Burial ground, Beheens, Co. Kerry
Co. Kerry |
Burial Grounds
In the townland of Beheens, a low earthen bank curves through farmland in a shape that most passing eyes would take for a natural rise in the ground.
It is almost certainly something else entirely: an ancient burial ground, possibly the same site that the folklorist and scholar Caoimhín Ó Danachair noted in 1958 as lying near a holy well known as Tobar Uí Leidhin, a name that translates roughly as the well of the Ó Leidhin family or sept. The association between burial grounds and holy wells is common in early Irish tradition, the two often forming a paired sacred landscape whose origins can be difficult to date and harder still to untangle.

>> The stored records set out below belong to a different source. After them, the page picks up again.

PR #10970, opened 2026-06-11
Replace ESLint with oxlint

timotheeguerin:
## Summary

Migrate the entire monorepo linting from ESLint to [oxlint](https://oxc.rs/docs/guide/usage/linter) (oxc-project).

## Motivation

- **Performance**: oxlint is written in Rust and is orders of magnitude faster than ESLint, eliminating the need to build the eslint plugin before linting and drastically reducing CI lint times.
- **Simplicity**: Removes the need for a custom `@typespec/eslint-plugin` package and its build step in CI. One less package to maintain.
- **Fewer dependencies**: Drops `eslint`, `typescript-eslint`, `@eslint/js`, `@vitest/eslint-plugin`, `eslint-plugin-react-hooks`, and `eslint-plugin-unicorn` from the dependency tree.

### Removed
- `eslint.config.js` — the root ESLint flat config
- `packages/eslint-plugin-typespec/` — the custom ESLint plugin (including the `call-decorator` rule)
- All ESLint-related devDependencies (`eslint`, `typescript-eslint`, `@eslint/js`, `@vitest/eslint-plugin`, `eslint-plugin-unicorn`, `eslint-plugin-react-hooks`)
- CI step that built the eslint plugin before linting

### Added
- `oxlint.config.ts` — new root oxlint configuration covering:
  - Core correctness rules
  - TypeScript-specific rules (mirrors `typescript-eslint/recommended`)
  - Unicorn filename-case enforcement (kebab-case for `.ts` files)
  - React hooks rules for `.tsx` files (excluding alloy-jsx emitter packages)
  - Vitest rules for test files
- `oxlint` (`^1.69.0`) as a root devDependency
- Exported `TypeSpecCommonOxlintConfigs` for downstream repos (e.g., typespec-azure) to reuse

### Updated
- Root `package.json`: `lint` → `oxlint . --deny-warnings`, `lint:fix` → `oxlint . --fix`
- All per-package `package.json` lint scripts: same pattern
- `.github/workflows/consistency.yml`: removed the eslint plugin build step (oxlint needs no pre-build)
- `.vscode/extensions.json`: recommend oxc extension instead of ESLint extension
- Minor code fixes for issues oxlint caught that ESLint did not

## Rule Parity

The oxlint config replicates the effective ESLint rule set with these intentional differences:
- The custom `typespec/call-decorator` rule has no oxlint equivalent and is dropped (low-signal rule)
- `no-control-regex` and `no-unsafe-optional-chaining` are explicitly disabled (intentional patterns in the codebase)


packages/playground/tsconfig.json
```diff
@@ -14,6 +14,6 @@
     "jsx": "react-jsx",
     "lib": ["DOM"]
   },
-  "exclude": ["test", "vitest.config.ts"],
+  "exclude": ["dist", "dist-test", "test", "vitest.config.ts"],
```
markcowl, line 17: part of this change?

What survives today is considerably reduced. A fieldbank running in a north-west to south-east direction cuts directly through the site, which has been much levelled over time. Even so, the underlying geometry remains readable. A sub-circular earthen bank, roughly eight metres wide at its base and rising between sixty and eighty centimetres on its outer face, defines the outer edge. Inside that, a semi-circular enclosure faces north-north-east, measuring ten metres north to south and twelve metres east to west internally. The overall interior of the site spans some fifty-four metres north to south and forty metres east to west, dimensions that suggest this was once a substantial enclosed space rather than a modest field monument. These kinds of enclosures, often called cashels or raths depending on their construction material, were sometimes adapted or repurposed as burial grounds in early Christian and medieval periods, their pre-existing boundaries lending a sense of sacred separation from the ordinary working landscape.